== PROVIDED RECORDS
Issue #614, opened 2017-03-17
Support 1337 escape sequence to show inline images


cristynkells:
## Details
- Browser and browser version: all
- OS version: all
- xterm.js version: 2.4.0 

### Feature request
Is there a way to view images from the command line?

by either clicking on the image (much like the linkify addon) or via a command:

$ cat vacation-beach-pic.png

Tyriar:
Clicking on the link to open the image is possible via the an API that's experimental at the moment. It's experimental because it's likely to change but here is the current syntax:

```js
// Add a link for a particular regex and handle when it's clicked.
xterm.registerLinkMatcher(/\w\.png/, function (mouseEvent, imageFile) => {
  // imageFile is the text of the link
});
```

cristynkells:
Hi Daniel, thank you for your speedy reply! Was wondering if there a way to display html on the fly through a set of control characters? Similar to how DomTerm uses “\e]72;<html>\a” sequences ? 

 

https://lwn.net/Articles/670078/

Tyriar:
@cristynkells there isn't right now, standard xterm doesn't support anything like that so if we did want to support it it would certainly need to be in an addon.

DonJayamanne:
@Tyriar 
>it would certainly need to be in an addon

Is this supported today? Right now I don't see how this can be done even with an add on. Basically I'm trying to investigate what it would take to build something with inline plots (something we already have in other IDE, PTVS, RTVS, Spyder, and the like e.g. https://ipython.org/ipython-doc/3/interactive/qtconsole.html).

Tyriar:
@DonJayamanne since this issue I've become aware of a standard some terminals have implemented for displaying terminals. Because of this we could add it to the core library, it's probably a pretty hefty feature though in terms of making sure everything is correct, particularly relating to getting the scroll bar right as right now there's no such thing as variable height rows in the viewport.

DonJayamanne:
> implemented for displaying terminals

Yes, I found iTerm does this.

Thanks for getting back.

ebraminio:
Hi there.I opened [a related issue on VSCode](https://github.com/Microsoft/vscode/issues/44436) and redirected here I wonder supporting iTerm2 image feature a possibility it can be used as easy as this,

    printf "\n\033]1337;File=;inline=1:`cat a.png | base64`\a\n"`

[...]

Issue #576, opened 2017-03-02
Implement Shell Integration


ctwise:
iTerm2 has implemented (and documented) proprietary escape code for shell integration. This integration is used to provide command-line markers, jump between command-line entries in the terminal history, track successful commands, provide a terminal-level command history, track the current host and current directory. These escape codes originated with the (now defunct) FinalTerm project.

Please implement these escape codes - https://iterm2.com/documentation-escape-codes.html

Shell Integration/FinalTerm
iTerm2's Shell Integration feature is made possible by proprietary escape sequences pioneered by the FinalTerm emulator. FinalTerm is defunct, but the escape sequences are documented here.

Definitions
OSC stands for Operating System Command. In practice it refers to this sequence of two ASCII characters: 27, 93 (esc ]).
ST stands for String Terminator. It terminates an OSC sequence and consists either of two ASCII characters 27, 92 (esc \) or ASCII 7 (bel).
OSC sequences always begin with OSC, are followed by a sequence of characters, and are terminated with ST.

Most OSC codes begin with a number (one or more decimal digits), which we'll call the "command" in this document. If the command takes parameters it will be followed by a semicolon and the structure of the rest of the body of the OSC sequence is dependent on the command. Well-behaved terminal emulators ignore OSC codes with unrecognized commands.

Concepts
The goal of the FinalTerm escape sequences is to mark up a shell's output with semantic information about where the prompt begins, where the user-entered command begins, and where the command's output begins and ends.

[PROMPT]prompt% [COMMAND_START] ls -l
[COMMAND_EXECUTED]
-rw-r--r-- 1 user group 127 May 1 2016 filename
[COMMAND_FINISHED]

Escape Sequences
FinalTerm originally defined various escape sequences in its original spec that are not supported by iTerm2 and are not described in this document. The best remaining references to these codes are in iTerm2's source code.

FTCS_PROMPT

OSC 1 3 3 ; A ST

Sent just before start of shell prompt.

FTCS_COMMAND_START

OSC 1 3 3 ; B ST

Sent just after end of shell prompt, before the user-entered command.

FTCS_COMMAND_EXECUTED

OSC 1 3 3 ; C ST

[...]

PR #1399, opened 2018-04-21
new parser

jerch:
WIP - don't merge...

- basic transition to ansi complicant parser done
- speed gain ~30%

TODO:
- tests for glue class `ParserTerminal`
- refactoring with API for hooking custom escape codes and methods
- maybe merge `ParserTerminal` with `InputHandler`
- better decoupling of the higher level stuff


jerch:
This PR is up for a first technical and conceptual review:

About `EscapeSequenceParser`:
- implements the reference from https://vt100.net/emu/dec_ansi_parser as FSM and should therefore support all legacy escape sequences
- newer sequences like CSI with parameter element colon notation are not supported atm (were not part of the old DEC machines), can be added with some effort
- custom transition maps via parser argument
- custom transitions on the fly possible via `TransitionTable.add`
- FSM actions are hardcoded as switch statement in the parse method for performance reasons
- hot parse loop avoids memory allocations as much as possible (no string copies)
- supports error propagation (back propagation not implemented yet)
- fully tested

Interface to xterm.js:
- realized by class `ParserTerminal` implementing the action callbacks needed by `EscapeSequenceParser`
- no magic here - was straight forward to integrate with existing `InputHandler` methods
- good place to allow custom sequence handler hooks
- DCS not yet implemented
- no tests yet

Results so far:
- passes all tests, no awkward behavior during live tests
- 10% speed gain by switching to the new parser
- performance tests revealed `InputHandler.addChar` as main bottleneck (localizing `_terminal.buffer` gave 20% performance boost, seems the getters to the buffer implementation are very expensive - Should this be tracked in a new issue?)

There is still alot refactoring needed, several questions popped during coding (also see code comments):
- The Parser uses atm the global transition table by default. Should this be copied over to new instances instead to allow hot custom state patches without altering other terminals?
- Should all escape sequence types be customizable or only OSC and DCS?
- Should `ParserTerminal` be merged with `InputHandler`? If so this could be the base for a screen/input decoupled terminal class since it could handle all the escape sequence related stuff.
- There are still many references to the `_terminal` object. Are there any plans yet to decouple this further?
- The execute action does not define any method for XON or XOFF (copied over). Is this done by a different layer? Or does xterm.js currently not support XON/XOFF from slave side?
- The execute action falls back to `addChar` atm (again copied over). I think this needs to be revised since it might lead to weird output sometimes of characters that should not be printed at all.
- in ESC action: Does xterm.js support single G2/G3 shifts?
- in ESC action: I did not understand the code for `ESC /` - isnt this code [here](https://github.com/xtermjs/xterm.js/blob/master/src/Parser.ts#L382) unreachable?
- How to deal with custom escape sequence handlers? Registering/deregistering could be done in a typical event like fashion or by a more restrictive coupling to some API methods. Not sure what is better here, if the class would just emit escape sequence events people might get greedy with this and that, also performance will suffer. It would be more versatile though.

This very much at once, maybe someone finds some time to address some of the questions and basic layout ideas.

src/EscapeSequenceParser.ts
```diff
@@ -1,17 +1,62 @@
...
-    inst_p?: (s: string, start: number, end: number) => void;
-    inst_o?: (s: string) => void;
-    inst_x?: (flag: string) => void;
-    inst_c?: (collected: string, params: number[], flag: string) => void;
-    inst_e?: (collected: string, flag: string) => void;
-    inst_H?: (collected: string, params: number[], flag: string) => void;
-    inst_P?: (dcs: string) => void;
-    inst_U?: () => void;
-    inst_E?: () => void; // TODO: real signature
+    actionPrint?: (data: string, start: number, end: number) => void;
```
Tyriar: You should make this mandatory (remove `?`), otherwise you would need to check for its existence before calling every time

src/EscapeSequenceParser.ts
```diff
@@ -21,171 +66,195 @@ export function r(a: number, b: number): number[] {
...
+// default transition table points to global object
+// Q: Copy table to allow custom sequences w'o changing global object?
+export class EscapeSequenceParser {
     public initialState: number;
     public currentState: number;
     public transitions: TransitionTable;
     public osc: string;
     public params: number[];
     public collected: string;
     public term: any;
```
Tyriar: Is any just temporary?

src/EscapeSequenceParser.ts
```diff
@@ -21,171 +66,195 @@ export function r(a: number, b: number): number[] {
...
-    constructor(terminal: IParserTerminal) {
-        this.initialState = 0;
-        this.currentState = this.initialState | 0;
-        this.transitions = new TransitionTable(4095);
-        this.transitions.table.set(TRANSITION_TABLE.table);
+    constructor(
+        terminal?: IParserTerminal | any,
```
Tyriar: This could be:

```ts
constructor(
  public terminal: IParserTerminal
  ...
)
```

src/EscapeSequenceParser.ts
```diff
@@ -204,79 +273,81 @@ export class AnsiParser {
...
                     break;
-                case 1: // error
-                    // handle unicode chars in write buffers w'o state change
+                case ACTION.error:
+                    // chars higher than 0x9f are handled by this action to
+                    // keep the lookup table small
                     if (code > 0x9f) {
                         switch (currentState) {
-                            case 0: // GROUND -> add char to print string
+                            case STATE.GROUND:          // add char to print string
```
Tyriar: Avoid using whitespace for alignment, align with the `:` or put on a new line.

src/EscapeSequenceParser.ts
```diff
@@ -204,79 +273,81 @@ export class AnsiParser {
...
-                                    character: String.fromCharCode(code), // wrong character
-                                    state: currentState,   // in state
-                                    print: printed,         // print buffer
-                                    dcs: dcs,               // dcs buffer
-                                    osc: osc,               // osc buffer
+                                    pos: i,                 // position in string
+                                    code: code,             // actual character code
+                                    state: currentState,    // current state
+                                    print: printed,         // print buffer start index
+                                    dcs: dcs,               // dcs buffer start index
```
Tyriar: If key and value are the same you can just use one:

```ts
{
  pos: i,
  code,
  state: currentState,
  print,
  dcs,
  ...
}
```

src/EscapeSequenceParser.ts
```diff
@@ -1,17 +1,62 @@
...
+    DCS_ENTRY,
+    DCS_PARAM,
+    DCS_IGNORE,
+    DCS_INTERMEDIATE,
+    DCS_PASSTHROUGH
+}
+
+// FSM actions
+export const enum ACTION {
+    ignore = 0,
```
Tyriar: Let's use this naming convention for enums:

https://github.com/xtermjs/xterm.js/blob/716a8d592676ada264d9b9b7ebec2f1f3277a4c6/src/Parser.ts#L153-L162

src/EscapeSequenceParser.ts
```diff
@@ -21,171 +66,195 @@ export function r(a: number, b: number): number[] {
...
     public collected: string;
     public term: any;
-    constructor(terminal: IParserTerminal) {
-        this.initialState = 0;
-        this.currentState = this.initialState | 0;
-        this.transitions = new TransitionTable(4095);
-        this.transitions.table.set(TRANSITION_TABLE.table);
+    constructor(
+        terminal?: IParserTerminal | any,
+        transitions: TransitionTable = VT500_TRANSITION_TABLE)
```
Tyriar: Again you can add public before `transitions` and then remove the member above.

src/EscapeSequenceParser.ts
```diff
@@ -21,171 +66,195 @@ export function r(a: number, b: number): number[] {
...
+    table.addMany([0x1b, 0x9c], STATE.DCS_PASSTHROUGH, ACTION.dcs_unhook, STATE.GROUND);
+
+    return table;
 })();
 
-export class AnsiParser {
+
+// default transition table points to global object
+// Q: Copy table to allow custom sequences w'o changing global object?
+export class EscapeSequenceParser {
```
Tyriar: Is this going to hide behind an interface and use the readonly trick for properties that shouldn't be edited outside?

src/EscapeSequenceParser.ts
```diff
@@ -0,0 +1,785 @@
...
+            case C0.SI: return this._inputHandler.shiftIn();
+            default:
+                this._inputHandler.addChar(flag, flag.charCodeAt(0));
+        }
+        this._terminal.error('Unknown EXEC flag: %s.', flag);
+    }
+
+    actionCSI(collected: string, params: number[], flag: string): void {
+        this._terminal.prefix = collected;
+        switch (flag) {
```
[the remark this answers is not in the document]
jerch: Yep, gonna try to find out, how to jump with the lowest costs. I think emitting the charCode from `EscapeSequenceParser` and placing the function pointers directly into an object will be the fastest (at least in chrome numerical properties avoid the key hashing). As soon as string type properties are involved, a switch is faster until ~20 entries or so.
About the interface - since I am not that good with typescript declarations any more typescripty suggestion is welcome.

src/EscapeSequenceParser.ts
jerch: Ah nice shortcut.

src/EscapeSequenceParser.ts
jerch: Sure thing. Oh and the enums must be `const`, otherwise Typescript will place JS identifiers into the parse method with worse performance.

Tyriar: Oh wow, that's a huge difference! We must constify all the enums!

```ts
enum a {
	b,
	c,
    d
}

const enum A2 {
	B2,
	B3,
    B4
}

console.log(a.b);
console.log(A2.B2);
```

Compiles to:

```ts
var a;
(function (a) {
    a[a["b"] = 0] = "b";
    a[a["c"] = 1] = "c";
    a[a["d"] = 2] = "d";
})(a || (a = {}));
console.log(a.b);
console.log(0 /* B2 */);
```

bgw: It's probably not enough of an argument against it, but if we ever wanted to use babel to compile the typescript source directly, it's unable to handle `const enum`s, because they require type information.

src/EscapeSequenceParser.ts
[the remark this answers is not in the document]
jerch: Yes thats basically the decorator pattern I had in mind for the DCS part, should work for the others as well. :+1:

src/EscapeSequenceParser.ts
jerch: I am not sure either if you want enums to be const everywhere. I need this feature here to get the plain number at JS level avoiding costly deref at runtime, still I wish I had access to the enum definition (e.g. have the states named for hot patches) and already thought about workarounds (with no handy solution yet lol).

src/EscapeSequenceParser.ts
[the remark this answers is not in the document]
jerch: Hmm do we need support for multiple handlers for a single action? This would allow stacking functionality for addons on top of the the basic functionality. Not sure if maintaining an array of function pointers will hurt performance wise.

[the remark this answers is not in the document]
mofux: Maybe starting with support for a single handler is enough for the moment. With the suggested API it wouldn't be complicated to add support for multiple handlers later on if a use-case comes up for it. I'd think that emitting more higher-level events from the input handler (like "linefeed" or "cursorMove") is more appealing for most use-cases.

src/EscapeSequenceParser.ts
jerch: Kinda obsolete with the new jump tables.

src/EscapeSequenceParser.ts
jerch: Not sure on this one yet: the transition table takes 5kB as Uint8Array and much more as fallback Array implementation (> 40kB, not done yet). I tend to make the transition table private and give the parser a copy on write method for custom states to save memory for multiple terminals.
Not sure either whether to hide `EscapeSequenceParser` and give `ParserTerminal/InputHandler` the main control API.

jerch:
Made some progress towards a nicer integration. The current version does all callback registering directly in `InputHandler`. I decided to remove `ParserTerminal` since it mostly passed `InputHandler` functionality to the parser with almost no own business logic.
Still I dont quite understand the separation level of `InputHandler` vs. `Terminal` - some escape sequence actions directly access terminal internals while others do this via an InputHandler method. Maybe the direct accesses could also be managed by InputHandler?

Tyriar:
> Hmm do we need support for multiple handlers for a single action? This would allow stacking functionality for addons on top of the the basic functionality. Not sure if maintaining an array of function pointers will hurt performance wise.

@jerch It would be a map underneath not an array, so O(1) assign and lookup. This is what I had in mind:

```ts
private registerCsiHandler(char: string, callback: SomeType): void {
  this.csiHandlers[char] = callback;
}
```

Then action them more like `master` does now:

https://github.com/xtermjs/xterm.js/blob/381d3e14441209f605d047c1fee6bad8425ac185/src/Parser.ts#L484-L497

Tyriar:
> It's probably not enough of an argument against it, but if we ever wanted to use babel to compile the typescript source directly, it's unable to handle const enums, because they require type information.

Easy to remove const if we need to in the future.

> I am not sure either if you want enums to be const everywhere.

The tslint rule added in https://github.com/xtermjs/xterm.js/pull/1407 will force const on all non-exported enums, which don't need type info. Making exported ones const should also be OK, as long as they're not in `xterm.d.ts`.

src/InputHandler.ts
```diff
@@ -19,24 +20,254 @@ import { wcwidth } from './CharWidth';
...
+    // 113 - Reset mouse foreground color.
+    // 114 - Reset mouse background color.
+    // 115 - Reset Tektronix foreground color.
+    // 116 - Reset Tektronix background color.
+    // 117 - Reset highlight color.
+    // 118 - Reset Tektronix cursor color.
+    // 119 - Reset highlight foreground color.
+
+    // ESC handlers
+    this._parser.setEscHandler('', '7', this.saveCursor.bind(this));
```
Tyriar: I've found that .bind() loses all function type info so I always prefer `() => this.saveCursor()` now.

src/EscapeSequenceParser.ts
```diff
@@ -0,0 +1,544 @@
...
+  }
+  clearCsiHandler(flag: string): void {
+    if (this._csiHandlers[flag.charCodeAt(0)]) delete this._csiHandlers[flag.charCodeAt(0)];
+  }
+  setCsiHandlerFallback(callback: (...params: any[]) => void): void {
+    this._csiHandlerFb = callback;
+  }
+
+  setEscHandler(collect: string, flag: string, callback: IEscHandler): void {
+    this._escHandlers[collect + flag] = callback;
```
Tyriar: > The flag method used for CSI is much faster

If this is slow maybe it can be called with a single arg `collectAndFlag`? Do you know what's slowing it down?

src/EscapeSequenceParser.ts
```diff
@@ -0,0 +1,544 @@
...
+        case ParserAction.PARAM:
+          if (code === 0x3b) params.push(0);
+          else params[params.length - 1] = params[params.length - 1] * 10 + code - 48;
+          break;
+        case ParserAction.COLLECT:
+          collect += String.fromCharCode(code);
+          break;
+        case ParserAction.ESC_DISPATCH:
+          ident = collect + String.fromCharCode(code);
+          if (this._escHandlers[ident]) this._escHandlers[ident](collect, code);
```
Tyriar: > double lookup: if (<lookup>) <lookup>() though I think this gets optimized by the engine and is no biggie

Can be pretty easily fixed with an extra variable:

```ts
const handler = this._escHandlers[ident];
if (handler) handler(collect, code);
```

I don't expect the cost to be very great leaving it as is, but a variable should definitely be faster.

src/InputHandler.ts
```diff
@@ -19,24 +20,254 @@ import { wcwidth } from './CharWidth';
  * each function's header comment.
  */
 export class InputHandler implements IInputHandler {
```
Tyriar: > Still I dont quite understand the separation level of InputHandler vs. Terminal - some escape sequence actions directly access terminal internals while others do this via an InputHandler method. Maybe the direct accesses could also be managed by InputHandler?

The thinking here was mainly to pull a bunch of stuff out of `Terminal` to make it easier to work with, one of the big things I wanted to pull out were all the header comments like this so they were all centrally located:

```ts
  /**
   * CSI s
   *   Save cursor (ANSI.SYS).
   */
```
`IInputHandlingTerminal` ended up being added to expose member of `Terminal` specifically to `InputHandler` and nowhere else, to better leverage TypeScript. I have mixed feeling about it; on one hand it's great that `Terminal.ts` is not 4000 lines long, on the other hand `IInputHandlerTerminal` is large and ugly and the separation is not the best.

If I had more time to refine this I would probably do the following:

- Keep `InputHandler`
- Move `prefix`, `params`, `postfix`, `currentParam` into `Parser` (there was something blocking me from doing this earlier, forgot what it was)
- Add `surrogate_high` to `Parser` (it looks like it's already been removed from Terminal? Opps)
- Try move more of `Terminal` into `InputHandler` if functions are only used by `InputHandler` with the goal being to make both `Terminal.ts` and `InputHandlerTerminal` as lean as possible
- Try remove`Parser`'s dependency on `Terminal`
- Remove `Terminal.error` in favor of `console.log`

src/InputHandler.ts
jerch: Oh ok, gonna change it.

src/EscapeSequenceParser.ts
jerch: Yes a single register arg is better. :+1: 

The performance is worse for 2 reasons:

- in the parse loop I have to aggregate collect and flag to one key, this is done atm with a helper string with all its drawbacks (malloc & gc), maybe I can refactor collect internally to a typed array and just pass the reference around, btw same goes for the params array (biggest performance bummer in the parser before moving the callback lookups into the parser)
- numercial property lookups are faster than string lookups -  this is somewhat surprising since JS does all property lookups via the string representation (even for array indices). Maybe number to string conversion is much more efficient than eval the content of an arbitrary string, v8 also uses some internalizing tricks for often used short strings (boils down to a simple pointer comparison). See also https://jsperf.com/string-vs-integer-object-indices

This summed up the throughput for ESC/CSI heavy input is at ~60 MB/s while typical `ls` output with many print actions and only few CSI/EXECUTE actions is at ~120 MB/s. (measured with dummy callbacks to see plain parser performance).

src/EscapeSequenceParser.ts
jerch: Lol right. :blush:

src/InputHandler.ts
jerch: Thanks for the clarification.

Sounds reasonable to keep `InputHandler` as the main escape sequence input point. The parser in this PR does not distingish between `prefix` and `postfix`, instead it sums all intermediate characters into `collect`. I think this is mainly due to the fact that both do not appear in a single valid sequence (the author motivates this somewhere in the docs, cant remember exactly). I already moved `surrogate_high` to `InputHandler` in this PR, since it is only input related and not used anywhere else.

I can try to refine some of the input handling with decoupling in mind if you like (and more tests). But I can't do much at Terminal.ts itself since I have literally no clue about the other components like rendering and user interaction hooks. Though this might get important if a webworker separation shall be the goal in the future, but its definitely out of scope of this PR.

Offtopic:
Btw I am not sure if the character code in the cell buffer always contains the right value `[number, string, number, <this one>]`. What is it used for?

jerch:
@Tyriar With the last commits `InputHandler` should have all needed methods to control the terminal (if I did not miss a method from `Terminal`). I have not yet removed the original methods, not sure if this would break important parts of the API.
====
- TASK TO COMPLETE -
Locate the word "fromCharCode" in the records and collect each line it appears in.

- RESPONSE TO THE TASK -
-                                    character: String.fromCharCode(code), // wrong character
+          collect += String.fromCharCode(code);
+          ident = collect + String.fromCharCode(code);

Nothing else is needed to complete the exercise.